[[ Exercise materials, beginning ]]
PR #1858, opened 2024-08-15
feat: instrument permit calls

oddgrd:
## Description of change

Instrument permit client calls, and add a common field to group them.

### DIFF
--- a/backends/src/client/permit.rs
+++ b/backends/src/client/permit.rs
@@ -37,7 +37,7 @@ use shuttle_common::{
     claims::AccountTier,
     models::{error::ApiError, project, team},
 };
-use tracing::error;
+use tracing::{error, instrument};
 
 #[async_trait]
 pub trait PermissionsDal {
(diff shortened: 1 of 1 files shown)


backends/src/client/permit.rs
```diff
@@ -488,6 +505,7 @@ impl PermissionsDal for Client {
         Ok(res.allow.unwrap_or_default())
     }
 
+    #[instrument(skip_all, fields(shuttle.user.id = user_id, shuttle.permit.client = true))]
     async fn create_team(&self, user_id: &str, team: &Team) -> Result<()> {
```
jonaro00, line 509: add team id

backends/src/client/permit.rs
```diff
@@ -462,6 +474,11 @@ impl PermissionsDal for Client {
         Ok(projects)
     }
 
+    #[instrument(skip_all, fields(
+        shuttle.user.id = user_id,
+        shuttle.project.id = project_id,
+        shuttle.permit.client = true
+    ))]
     async fn allowed(&self, user_id: &str, project_id: &str, action: &str) -> Result<bool> {
```
jonaro00, line 482: add the action

jonaro00 (commented):
found these. also a nit to have traling comma on the ones with multiple lines

backends/src/client/permit.rs
```diff
@@ -477,7 +477,8 @@ impl PermissionsDal for Client {
     #[instrument(skip_all, fields(
         shuttle.user.id = user_id,
         shuttle.project.id = project_id,
-        shuttle.permit.client = true
+        shuttle.team.action = action,
```
jonaro00, line 480: would have called it `shuttle.permit.action` or just `action` but no worries :)

PR #1860, opened 2024-08-20
feat(cargo-shuttle): beta certificate command

jonaro00:


oddgrd (approved):
Nice!

common/src/certificate.rs
```diff
@@ -6,4 +6,13 @@ pub struct AddCertificateRequest {
...
+pub struct DeleteCertificateRequest {
+    pub domain: String,
+}
+
+#[derive(Deserialize, Serialize, Debug)]
+pub struct CertificateResponse {
+    pub subject: String,
+    pub serial_hex: String,
+    pub not_after: String,
+}
```
oddgrd, line 18: Are these duplicated in ecs-shuttle, or are they used for different things?

oddgrd (approved):

common/src/certificate.rs
jonaro00: The req models are similar but different due to these not needing project id

Issue #1810, opened 2024-06-19
[Bug]: Intall fails on Arch Linux


mael-bomane:
### What happened?

I tried to run the one-liner to install from the docs `curl -sSfL https://www.shuttle.rs/install | bash` but the install script doesn't goes through :<

### Version

v0.46.0-1

### Which operating system(s) are you seeing the problem on?

Linux

### Which CPU architectures are you seeing the problem on?

x86_64

### Relevant log output

```sh
[dev@terminal ~]$ curl -sSfL https://www.shuttle.rs/install | bash
     _           _   _   _
 ___| |__  _   _| |_| |_| | ___
/ __| '_ \| | | | __| __| |/ _ \
\__ \ | | | |_| | |_| |_| |  __/
|___/_| |_|\__,_|\__|\__|_|\___|

https://www.shuttle.rs
https://github.com/shuttle-hq/shuttle

Please file an issue if you encounter any problems!
===================================================
Detected Linux!
Checking distro...
lsb_release could not be found. Falling back to /etc/os-release
Arch Linux detected!
[sudo] password for dev:
Installing with pacman
resolving dependencies...
:: There are 2 providers available for cargo:
:: Repository extra
   1) rust  2) rustup

Enter a number (default=1): looking for conflicting packages...

Packages (2) rust-1:1.79.0-1  cargo-shuttle-0.46.0-1

Total Download Size:    68.66 MiB
Total Installed Size:  281.11 MiB

:: Proceed with installation? [Y/n] cat <<EOF
```

### Duplicate declaration

- [X] I have searched the issues and there are none like this.

oddgrd:
@ez-krk thanks for the report! What do you mean it doesn't go through? Does it complete, but then cargo-shuttle wasn't installed? Did you get an error message?

PR #1861, opened 2024-08-23
fix: failing install on Arch Linux (#1810)

lielfr:
## Description of change
Added flag for install.sh, such that for Arch Linux, it does not try to ask for confirmation.

I modified the Dockerfile I used for replicating the bug, such that it runs install.sh instead of downloading the script from the Shuttle website. It seems to work fine


oddgrd (approved):
Thanks for the fix, and thanks for adding steps to reproduce the issue!

PR #1871, opened 2024-09-06
feat(common): beta models update, add typeshare

jonaro00:
- renames models
- simplifies beta resource models
- adds typeshare to typescript

TODO:
- verify all models work
- update beta backend to use new models
- mark ts file generated
- add ci workflow + check for ts file


resources/shared-db/src/lib.rs
oddgrd, line 1: I guess this could be a breaking change? If someone is using just the postgres-rustls feature. It would surprise me, though.

oddgrd (approved):
LGTM, we may just want a display impl for the resource type, see comment in other PR

resources/shared-db/src/lib.rs
jonaro00: The feature does not exist. New cargo warning caught it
[[ Exercise materials, end ]]
Work to be completed:
Restating the data word for word is the whole task.

Expected output:
PR #1858, opened 2024-08-15
feat: instrument permit calls

oddgrd:
## Description of change

Instrument permit client calls, and add a common field to group them.

### DIFF
--- a/backends/src/client/permit.rs
+++ b/backends/src/client/permit.rs
@@ -37,7 +37,7 @@ use shuttle_common::{
     claims::AccountTier,
     models::{error::ApiError, project, team},
 };
-use tracing::error;
+use tracing::{error, instrument};
 
 #[async_trait]
 pub trait PermissionsDal {
(diff shortened: 1 of 1 files shown)


backends/src/client/permit.rs
```diff
@@ -488,6 +505,7 @@ impl PermissionsDal for Client {
         Ok(res.allow.unwrap_or_default())
     }
 
+    #[instrument(skip_all, fields(shuttle.user.id = user_id, shuttle.permit.client = true))]
     async fn create_team(&self, user_id: &str, team: &Team) -> Result<()> {
```
jonaro00, line 509: add team id

backends/src/client/permit.rs
```diff
@@ -462,6 +474,11 @@ impl PermissionsDal for Client {
         Ok(projects)
     }
 
+    #[instrument(skip_all, fields(
+        shuttle.user.id = user_id,
+        shuttle.project.id = project_id,
+        shuttle.permit.client = true
+    ))]
     async fn allowed(&self, user_id: &str, project_id: &str, action: &str) -> Result<bool> {
```
jonaro00, line 482: add the action

jonaro00 (commented):
found these. also a nit to have traling comma on the ones with multiple lines

backends/src/client/permit.rs
```diff
@@ -477,7 +477,8 @@ impl PermissionsDal for Client {
     #[instrument(skip_all, fields(
         shuttle.user.id = user_id,
         shuttle.project.id = project_id,
-        shuttle.permit.client = true
+        shuttle.team.action = action,
```
jonaro00, line 480: would have called it `shuttle.permit.action` or just `action` but no worries :)

PR #1860, opened 2024-08-20
feat(cargo-shuttle): beta certificate command

jonaro00:


oddgrd (approved):
Nice!

common/src/certificate.rs
```diff
@@ -6,4 +6,13 @@ pub struct AddCertificateRequest {
...
+pub struct DeleteCertificateRequest {
+    pub domain: String,
+}
+
+#[derive(Deserialize, Serialize, Debug)]
+pub struct CertificateResponse {
+    pub subject: String,
+    pub serial_hex: String,
+    pub not_after: String,
+}
```
oddgrd, line 18: Are these duplicated in ecs-shuttle, or are they used for different things?

oddgrd (approved):

common/src/certificate.rs
jonaro00: The req models are similar but different due to these not needing project id

Issue #1810, opened 2024-06-19
[Bug]: Intall fails on Arch Linux


mael-bomane:
### What happened?

I tried to run the one-liner to install from the docs `curl -sSfL https://www.shuttle.rs/install | bash` but the install script doesn't goes through :<

### Version

v0.46.0-1

### Which operating system(s) are you seeing the problem on?

Linux

### Which CPU architectures are you seeing the problem on?

x86_64

### Relevant log output

```sh
[dev@terminal ~]$ curl -sSfL https://www.shuttle.rs/install | bash
     _           _   _   _
 ___| |__  _   _| |_| |_| | ___
/ __| '_ \| | | | __| __| |/ _ \
\__ \ | | | |_| | |_| |_| |  __/
|___/_| |_|\__,_|\__|\__|_|\___|

https://www.shuttle.rs
https://github.com/shuttle-hq/shuttle

Please file an issue if you encounter any problems!
===================================================
Detected Linux!
Checking distro...
lsb_release could not be found. Falling back to /etc/os-release
Arch Linux detected!
[sudo] password for dev:
Installing with pacman
resolving dependencies...
:: There are 2 providers available for cargo:
:: Repository extra
   1) rust  2) rustup

Enter a number (default=1): looking for conflicting packages...

Packages (2) rust-1:1.79.0-1  cargo-shuttle-0.46.0-1

Total Download Size:    68.66 MiB
Total Installed Size:  281.11 MiB

:: Proceed with installation? [Y/n] cat <<EOF
```

### Duplicate declaration

- [X] I have searched the issues and there are none like this.

oddgrd:
@ez-krk thanks for the report! What do you mean it doesn't go through? Does it complete, but then cargo-shuttle wasn't installed? Did you get an error message?

PR #1861, opened 2024-08-23
fix: failing install on Arch Linux (#1810)

lielfr:
## Description of change
Added flag for install.sh, such that for Arch Linux, it does not try to ask for confirmation.

I modified the Dockerfile I used for replicating the bug, such that it runs install.sh instead of downloading the script from the Shuttle website. It seems to work fine


oddgrd (approved):
Thanks for the fix, and thanks for adding steps to reproduce the issue!

PR #1871, opened 2024-09-06
feat(common): beta models update, add typeshare

jonaro00:
- renames models
- simplifies beta resource models
- adds typeshare to typescript

TODO:
- verify all models work
- update beta backend to use new models
- mark ts file generated
- add ci workflow + check for ts file


resources/shared-db/src/lib.rs
oddgrd, line 1: I guess this could be a breaking change? If someone is using just the postgres-rustls feature. It would surprise me, though.

oddgrd (approved):
LGTM, we may just want a display impl for the resource type, see comment in other PR

resources/shared-db/src/lib.rs
jonaro00: The feature does not exist. New cargo warning caught it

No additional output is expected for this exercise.